Assembly Room, A. K. Smiley Public Library


SUMMARY OF PAPER

This paper updates a paper presented on April 25,1985 entitled "THE KNIGHT BLOOMING KIWI". Seventeen years later, "KIWI TWO" describes how the author markets his kiwifruit since his first paper and ponders how, at eighty years of age and still active, will this business, established thirty two years ago, end.

BACKGROUND OF THE AUTHOR

Robert Knight was born in Redlands, California in 1922. He was the sixth of nine children. He went through the Redlands Public School System, graduating from Redlands High School in 1939. He graduated from the University of Redlands in May of 1943 and immediately reported to Notre, Dame University in South Bend, Indiana as a U. S. NAVY RESERVE MIDSHIPMAN.

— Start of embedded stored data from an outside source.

PR #6846, opened 2026-08-07
fix(notifications): tighten preview tokenizer cleanup

NotThatKindOfDrLiz:
## Description

Follow-up to merged #6839 with the two small review cleanups that did not land before the PR was merged:

- Document that the deliberate @mention tokenizer divergence also covers @<64-hex>, not only @npub1...
- Stop scanning tokenizer matches once match.start is at or beyond the preview limit, since later matches cannot affect the cut

This intentionally does not consolidate the shared tokenizer regex; that is larger than the cleanup and should be handled separately if we want to centralize parsing.

**Related Issue:** Relates to #6762, #6346

## Verification

- flutter test in mobile/packages/notification_repository — 172 pass
- flutter analyze lib test integration_test from mobile — no issues

### DIFF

The author served four years of active duty with the USN in the South Pacific and Philippine Islands in the protection of ships from magnetic mines. At the end of the war he returned to Redlands and married Winifred Peters of Redlands. In 1946 they bought the orange grove in the Crafton area where they still live today.

As a result of the citrus freeze of 1949, he returned to the University of Redlands to get his teaching credential and Masters Degree. He taught school in the Redlands Public Schools for two years, then taught for twenty-five years more in the San Bernardino Public Schools. He has taught classes at both San Bernardino Valley College and Crafton Hills College.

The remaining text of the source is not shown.